Nächstenhilfe grossgeschrieben


Gemeinnützige Stiftungen helfen nachhaltig – Zwei neue Beispiele

Nächstenliebe im wahrsten Sinn des Wortes wird besonders groß geschrieben, wenn großzügige Stifter ihren Lebenserfolg mit der Gesellschaft teilen. Stiftungen geben vielfältige Impulse, indem sie gesellschaftliche Themen aktiv bereichern und gestalten. Besonders stark ist der Wille, Mitmenschen durch Stiftungen zu helfen, offensichtlich in Bayern ausgeprägt. Der Freistaat ist eines der stiftungsreichsten Bundesländer Deutschlands. Durch die Rummelsberger kamen jetzt aktuell wieder zwei neue Stiftungen hinzu.

Für die wichtige Hospizarbeit in Rummelsberger Senioreneinrichtungen richtete Christof Ihlo in Starnberg seine Stiftung ein. Nachdem seine Ehefrau Ingrid Engelmann-Ihlo bereits im vergangenen Jahr eine Stiftung zugunsten der Rummelsberger Hospizarbeit gründete und heute mehr denn je der Meinung ist, „Man kümmert sich nicht genug um Menschen im Sterben“, möchte nun auch ihr Mann gezielt Hospizprojekte und die Schulung ehrenamtlicher Mitarbeiterinnen und Mitarbeiter fördern.

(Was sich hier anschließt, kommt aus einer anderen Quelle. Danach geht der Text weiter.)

Issue #13, opened 2024-03-13
Garbage collector


nhatcher:
Currently some operations like adding and removing strings, adding and removing styles produces a lot of garbage.

To see a small example look at the branch:

https://github.com/ironcalc/IronCalc/tree/feature/nicolas-garbage-collector

There are other ways to achieve this. One would be to clean after ourselves each time we do anything that could potentially create garbage:

* delete cells, columns, rows
* change cells
* change styles
* change columns width, rows height,
* ....

jaycarlton:
It would be nice to be able to state categorically that when a user deletes a cell or its contents, that the information isn't retained outside of Undo history (and have a way to clear that history for sensitive documents, if it's persisted).

PR #18, opened 2024-03-13
Adding garbage collector for `model.shared_strings`

fosdickio:
## Background
`model.shared_strings` is an optimization for faster string look ups.  It is a mapping from a string value to a reference in memory.  Multiple cells that contain the same string value all use the same reference. 

## Change Summary
This change adds a garbage collector for `model.shared_strings`.  When cells are deleted using `model.delete_cell`, they are not removed from `model.shared_strings`.  This change cleans up unreachable string references when `model.evaluate` is run.  Before deleting a string, we must check the entire worksheet to make sure no other cells contain the deleted value before it can be deleted.

## Testing
- New tests were added in `base/src/test/test_garbage_collector.rs`
- The test suite was ran locally prior to submission using `make tests`

## Follow-Up Work
There is additional garbage collection (e.g., styles clean-up, etc.) that can be done in future PRs.

## References
- GitHub Issue: https://github.com/ironcalc/IronCalc/issues/13
- Branch with skeleton implementation: https://github.com/ironcalc/IronCalc/compare/main...feature/nicolas-garbage-collector

### DIFF
--- a/base/src/garbage_collector.rs
+++ b/base/src/garbage_collector.rs
@@ -7,19 +7,12 @@ impl Model {
     /// These include:
     /// - Shared strings that are no longer referenced by any cell
     pub fn garbage_collector(&mut self) -> Result<(), String> {
-        let cell_values = self.get_all_cell_values().unwrap();
-        let mut new_shared_strings = self.shared_strings.clone();
+        let cell_values = self.get_all_cell_values()?;
 
-        for (index, _) in self.shared_strings.iter() {
-            // A cell is referencing the string, so we continue
-            if cell_values.contains(index) {
-                continue;
-            }
-
-            new_shared_strings.remove(index);
-        }
-
-        self.shared_strings = new_shared_strings;
+        self.shared_strings.retain(|index, _| {
+            // A cell is referencing the string, so we keep it
+            cell_values.contains(index)
+        });
 
         Ok(())
     }
--- a/base/src/garbage_collector.rs
+++ b/base/src/garbage_collector.rs
@@ -1,12 +1,12 @@
 #![allow(clippy::unwrap_used)]
 
-use crate::model::Model;
+use crate::model::Model; // Add the missing error module
 
 impl Model {
     /// The garbage collector cleans up any lefover elements in the workbook that are no longer used.
     /// These include:
     /// - Shared strings that are no longer referenced by any cell
-    pub(crate) fn garbage_collector(&mut self) -> Result<(), String> {
+    pub fn garbage_collector(&mut self) -> Result<(), String> {
         let cell_values = self.get_all_cell_values().unwrap();
         let mut new_shared_strings = self.shared_strings.clone();
 
@@ -31,7 +31,7 @@ impl Model {
 
         for cell in cells {
             let cell_value = self.formatted_cell_value(cell.index, cell.row, cell.column);
-            cell_values.push(cell_value);
+            cell_values.push(cell_value?);
         }
 
         Ok(cell_values)
--- a/base/src/garbage_collector.rs
+++ b/base/src/garbage_collector.rs
@@ -30,9 +30,7 @@ impl Model {
         let mut cell_values = Vec::new();
 
         for cell in cells {
-            let cell_value = self
-                .formatted_cell_value(cell.index, cell.row, cell.column)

Diakon Thomas Schröder, Leiter der beiden Starnberger Senioreneinrichtungen, erklärte beim Festakt zur inzwischen 14. Rummelsberger Stiftung: „Gerade die Sterbebegleitung ist durch den normalen Pflegesatz nicht abgedeckt. Um so wichtiger ist die Unterstützung des Ehepaars Ihlo.“ Als Dank überreichte er eine Urkunde von Landesbischof Dr. Johannes Friedrich. Den besonderen Dank der Rummelsberger überbrachte auch Diakon Rüdiger Schweizer, Geschäftsführer der Rummelsberger Dienste für Menschen im Alter. Er freute sich, dass die Stifter mit ihrer zweiten Stiftung dauerhaft das Engagement der zahlreichen ehrenamtlichen Hospizhelfer unterstützen möchten.

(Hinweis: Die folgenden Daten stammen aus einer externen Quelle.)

PR #19, opened 2024-03-13
Fixing failing test: `test_complex.fn_imcos`

fosdickio:
## Summary
This test was failing locally due to what looks to be a rounding error.  This fix changes the test to allow either value.

```
failures:

---- test::engineering::test_complex::fn_imcos stdout ----
thread 'test::engineering::test_complex::fn_imcos' panicked at base/src/test/engineering/test_complex.rs:82:5:
assertion `left == right` failed
  left: "-6.58066304055116+7.58155274274655i"
 right: "-6.58066304055116+7.58155274274654i"
note: run with `RUST_BACKTRACE=1` environment variable to display a backtrace


failures:
    test::engineering::test_complex::fn_imcos

test result: FAILED. 450 passed; 1 failed; 1 ignored; 0 measured; 0 filtered out; finished in 1.15s
```

### DIFF
--- a/base/src/test/engineering/test_complex.rs
+++ b/base/src/test/engineering/test_complex.rs
@@ -82,7 +82,7 @@ fn fn_imcos() {
     assert_complex_eq(
         &model._get_text("A1"),
         "-6.58066304055116+7.58155274274654i",
-        1e-14,
+        Some(1e-14),
     );
 }
 
--- a/base/src/test/engineering/test_complex.rs
+++ b/base/src/test/engineering/test_complex.rs
@@ -75,40 +75,20 @@ fn fn_imconjugate() {
 #[test]
 fn fn_imcos() {
     let mut model = new_empty_model();
-    model._set("A1", r#"=IMCOS("4+3i")"#);
+    model._set("A1", r#"0.11212+1.234523I"#);
+    model._set("A2", r#"=IMABS(IMCOS(3)-A1)"#);
 
     model.evaluate();
 
-    let cell_value = model._get_text("A1");
-    let (real_part, imag_part) =
-        parse_complex_number(&cell_value).expect("Failed to parse complex number");
+    let result_str = model._get_text("A2");
+    let float_value = match result_str.parse::<f64>() {
+        Ok(value) => value,
+        Err(err) => {
+            panic!("{}", err);
+        }
+    };
 
-    let expected_real = -6.58066304055116;
-    let expected_imag = 7.58155274274654;
-    let tolerance = 1e-14;
-
-    assert!(
-        (real_part - expected_real).abs() < tolerance
-            && (imag_part - expected_imag).abs() < tolerance,
-        "Expected approximately ({}, {}), got ({}, {})",
-        expected_real,
-        expected_imag,
-        real_part,
-        imag_part
-    );
-}
-
-fn parse_complex_number(s: &str) -> Result<(f64, f64), &'static str> {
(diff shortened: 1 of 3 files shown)


nhatcher:
Yes, I saw this. This depends on the processor architecture.

base/src/test/engineering/test_complex.rs
```diff
@@ -79,7 +79,11 @@ fn fn_imcos() {
 
     model.evaluate();
 
-    assert_eq!(model._get_text("A1"), "-6.58066304055116+7.58155274274654i");
+    let value = model._get_text("A1");
+    assert!(
+        value == "-6.58066304055116+7.58155274274654i"
+            || value == "-6.58066304055116+7.58155274274655i"
```
nhatcher: I think the correct fix would be to check on an approximation of the real and imaginary parts. This fix could get out of hand..

For an example see:

https://github.com/ironcalc/IronCalc/blob/main/base/src/test/engineering/test_complex.rs#L144-L162

nhatcher (changes requested):
Thanks for taking care of this, tests were failing on my M1 :/

nhatcher:
See also: d2bab6608bdd940d51ce520bb2a04d1f23973d60

base/src/test/engineering/test_complex.rs
fosdickio: Yikes!  I think this updated approximation version is even worse.  Got any suggestions?

https://github.com/ironcalc/IronCalc/pull/19/commits/e3c20b2ceaecb3d12d5f174d38b01480f5ece452

nhatcher: Hi, sorry for the late reply, the way to do that would be to test the function `=IMAGINARY(IMCOS(x))`

Or testing the absolute value is less than `f64::EPS`

nhatcher (changes requested):
Also the parse function wouldn't work if the second number is negative.
We could in the future have a utility `complex_numbers_are_close` or something

base/src/test/engineering/test_complex.rs
fosdickio: I think I'm missing something here when converting from a string to a float.  Updating to the following:

```rust
#[test]
fn fn_imcos() {
    let mut model = new_empty_model();
    model._set("A1", r#"0.11212+1.234523I"#);
    model._set("A2", r#"=IMABS(IMCOS(3)-A1)"#);

    model.evaluate();

    let result_str = model._get_text("A2");
    let float_value = match result_str.parse::<f64>() {
        Ok(value) => value,
        Err(err) => {
            panic!("{}", err);
        }
    };

    assert!(float_value < f64::EPSILON);
}
```

Results in:

```sh
running 1 test
thread 'test::engineering::test_complex::fn_imcos' panicked at base/src/test/engineering/test_complex.rs:87:13:
invalid float literal
```

nhatcher: What is happening is that `result_str` is `#VALUE!`. You can't use `+` and `-` to add or subtract complex numbers. In other words the arithmetic operators are not overloaded. Yo have to use functions like `IMADD` or `IMSUB`.

See the list of Excel functions here:
https://support.microsoft.com/en-au/office/excel-functions-by-category-5f91f4e9-7b42-46d2-9bd1-63f26a86c0eb

also you can test in the playground if it works:
https://playground.ironcalc.com/

fosdickio:
@nhatcher will take over this one.  Closing.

Eine Hilfe ganz anderer Art ist dem Sozialdienst des Deutschen Zentrums für Kinder- und Jugendrheumatologie in Garmisch-Partenkirchen gewidmet. Dort können Eltern, die ihre kranken Kinder während der oft langwierigen Therapie besuchen, im klinikeigenen „Elternhaus Villa Kunterbunt“ wohnen. Nach den Erfahrungen der behandelnden Ärzte ist es gerade für kleinere rheumakranke Kinder wichtig, dass ihre Eltern in der direkten Nähe sind und somit einen wichtigen Beitrag zur Therapie und Genesung leisten können.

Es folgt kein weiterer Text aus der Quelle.